Doi chose the circles imagery, saying that it supplied him with "relief from the sadness and grief" brought on by his brother's death. He also connected circles with "the transmigration of the soul, the cosmos, the coexistence of living creatures, human cells, human dialog and peace". He intended his art to convey a message to the future generations on "the importance of [a] human touch, not only in art, but in all communication in general". Doi told Hyperallergic that he keeps an eye on current events, which sometimes inspire him to start a new drawing.

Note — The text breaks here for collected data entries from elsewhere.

PR #90, opened 2019-10-18
Encapsulate NdNorms array.

sebpuetz:
Encapsulate NdNorms array, provide interface through deref to
Array1.

I also removed the `Norms` trait that I didn't even know existed before. I assume that was planned as a compatibility layer if we introduced other norm chunks. Now that we're planning to stabilize the API and don't intend to add new chunks and features I think this can go away until we'd have to break the API anyways. With only the `Norms` trait for accessing a norm, `NdNorms` is useless unless `Norms' is imported.

### DIFF
--- a/src/chunks/norms.rs
+++ b/src/chunks/norms.rs
@@ -2,6 +2,7 @@
 
 use std::io::{Read, Seek, SeekFrom, Write};
 use std::mem::size_of;
+use std::ops::Deref;
 
 use byteorder::{LittleEndian, ReadBytesExt, WriteBytesExt};
 use ndarray::Array1;
@@ -9,12 +10,6 @@ use ndarray::Array1;
 use super::io::{ChunkIdentifier, ReadChunk, TypeId, WriteChunk};
 use crate::io::{ErrorKind, Result};
 use crate::util::padding;
-
-/// Trait for norm chunks.
-pub trait Norms {
-    /// Return the norm for the word at the given index.
-    fn norm(&self, idx: usize) -> f32;
-}
 
 /// Chunk for storing embedding l2 norms.
 ///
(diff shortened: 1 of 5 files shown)


NianhengWu:
The coding-style here looks more consistent now :)

src/chunks/norms.rs
```diff
@@ -24,11 +18,29 @@ pub trait Norms {
...
 /// normalized embedding by its orginal l2 norm.
 #[derive(Clone, Debug)]
-pub struct NdNorms(pub Array1<f32>);
+pub struct NdNorms {
+    norms: Array1<f32>,
+}
+
+impl NdNorms {
+    /// Construct new `NdNorms`.
+    pub fn new<T>(norms: T) -> Self
```
danieldk: For these simple cases, I prefer:

```rust
pub fn new<T>(norms: impl Into<Array1<f32>>) -> Self
```

Since it's a trivial constructor, maybe it's also worthwhile to implement `From`?

src/chunks/norms.rs
```diff
@@ -24,11 +18,29 @@ pub trait Norms {
...
+    where
+        T: Into<Array1<f32>>,
+    {
+        NdNorms {
+            norms: norms.into(),
+        }
+    }
+
+    /// Return the norm for the word at the given index.
```
danieldk: I am wondering whether it makes sense to implement `Deref` here (`DerefMut` is not necessary here). Then we wouldn't need any custom methods. Of course, this would require that the internal representation is always `Array1`, which we may not want to commit to?

src/chunks/norms.rs
```diff
@@ -24,11 +18,29 @@ pub trait Norms {
 /// The unnormalized embedding can be reconstructed by multiplying the
 /// normalized embedding by its orginal l2 norm.
 #[derive(Clone, Debug)]
-pub struct NdNorms(pub Array1<f32>);
+pub struct NdNorms {
+    norms: Array1<f32>,
```
danieldk: In these trivial wrapper structs, I prefer the field name `inner`.

src/chunks/norms.rs
sebpuetz: That was the intuition behind this, we might be able to provide `ArrayView1` with different backing storages. On the other hand, our constructor asks for `Into<Array1>` so we might aswell commit to `Array1`.

src/embeddings.rs
```diff
@@ -51,7 +51,7 @@ where
     pub fn new(metadata: Option<Metadata>, vocab: V, storage: S, norms: NdNorms) -> Self {
         assert_eq!(
             vocab.words_len(),
-            norms.0.len(),
+            norms.view().len(),
```
danieldk: `norms.len()`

Arts journalist Edward M. Gómez found that circles in general represent "fullness, unity, vastness, and even the fecundity of the protective, enveloping womb", as well as a "symbol of the universe or, by contrast, of the void". According to his profile by the Ricco/Maresca Gallery, his art encapsulates "a spiritual preoccupation with the relationship between the smallest part and the whole; from cellular biology to the cosmos". The New York Times writer Roberta Smith was mesmerized by "unusually beautiful" drawings, adding a caveat that they have "the slight air of manufacture that can infect obsessive work". Moreover, she opined that his work would be better if Doi did not leave his signature that adds "a saccharine note".

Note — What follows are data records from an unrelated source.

PR #91, opened 2019-10-18
Encapsulate Metadata's data.

sebpuetz:
Restrict interface to Metadata's data, impl Deref(Mut) with
target toml::Value for Metadata.

### DIFF
--- a/src/chunks/metadata.rs
+++ b/src/chunks/metadata.rs
@@ -1,6 +1,7 @@
 //! Metadata chunks
 
 use std::io::{Read, Seek, Write};
+use std::ops::{Deref, DerefMut};
 
 use byteorder::{LittleEndian, ReadBytesExt, WriteBytesExt};
 use toml::Value;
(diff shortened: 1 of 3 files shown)


src/chunks/metadata.rs
```diff
@@ -12,7 +13,30 @@ use crate::io::{Error, ErrorKind, ReadMetadata, Result};
 ///
 /// finalfusion metadata in TOML format.
 #[derive(Clone, Debug, PartialEq)]
-pub struct Metadata(pub Value);
+pub struct Metadata {
+    data: Value,
```
danieldk: `inner`

src/chunks/metadata.rs
```diff
@@ -12,7 +13,30 @@ use crate::io::{Error, ErrorKind, ReadMetadata, Result};
...
+}
+
+impl Metadata {
+    /// Construct new `Metadata`.
+    pub fn new(data: Value) -> Self {
```
danieldk: I think a `From` counterpart would be nice here as well.

sebpuetz: Tried to implement `TryFrom<V> where V: Serialize`, but that fails because of blanket impls...
~~~
  --> src/chunks/metadata.rs:43:1
   |
43 | impl<V> TryFrom<V> for Metadata where V: Serialize {
   | ^^^^^^^^^^^^^^^^^^^^^^^^^^^^^^^^^^^^^^^^^^^^^^^^^^
   |
   = note: conflicting implementation in crate `core`:
           - impl<T, U> std::convert::TryFrom<U> for T
             where U: std::convert::Into<T>;
~~~

sebpuetz:
Is this and #90 good to go?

Doi uses the Japanese-made Pilot's DR Drawing Pens with polyacetal tips, which he chose for their ability to reliably dispense ink and not dry out. Typically, he draws on a Japanese handmade paper produced by Ozu Washi, a store in Tokyo's Nihonbashi district that opened in 1653. Some of the sheets he used are made of bark-based fibers taken from paper mulberry or mitsumata. Doi cannot imagine using a computer to make art, saying that by drawing circles with his pen or pencil, he feels "truly alive and a part of the universe".

==Works==
"Untitled (HDY 0115)", finished in 2015, depicts what appears to be a "bulbous plant slowly opening its protective husk to reveal an exotic, scaly core". "Untitled (HDY 0315)" takes the shape of "jewel-like encrustations" in the center part of the drawing and attacking the "heavens" or flowing out from "a tornado's blustery cone". Another drawing, "Soul (HDY 0413)", was characterized as "the most luxurious doughnut ever to have emerged from the unknowable ether". Its twin, "Soul II (HDY 3014)", depicts a "fuzzy, round form" tangled by "hydra's outward-reaching, lacy tentacles".

- "Untitled" (1985) — Collection of Paige and Todd Johnson.
- "Untitled" (1990) — The Menil Collection, Houston. Gift of Stephanie and John Smither.
- "Reincarnation of the Soul IV" (2007) — Owned by John B. Davidson; on long term loan to the Harvard Art Museums since 2018.
- "Untitled (HD 2210)" (2010)
- "Hope for the Earth" (2013) — The drawing is roughly 1.8 meters by 90 cm.
- "Soul (HD 0413)" (2013)
- "Soul II (HDY 3014)" (2014)
- "Untitled (HDY 0315)" (2015)
- "Untitled (HDY 0115)" (2015)
- "Untitled (HDY 2323)" (2020)
- "Untitled (HDY 2523)" (2020)

==Legacy==
According to a 2013 article by The Japan Times, Hiroyuki Doi became "one of the best-known artists in the self-taught/outsider category in the United States and Western Europe", as well as enjoying "crossover appeal to collectors in the more avant-garde, contemporary-art sector". Doi's circle drawings are discussed in John Green's The Anthropocene Reviewed, which compares them to his endeavor of figuring out the "ideal form" for his signature, but he "can never quite achieve it".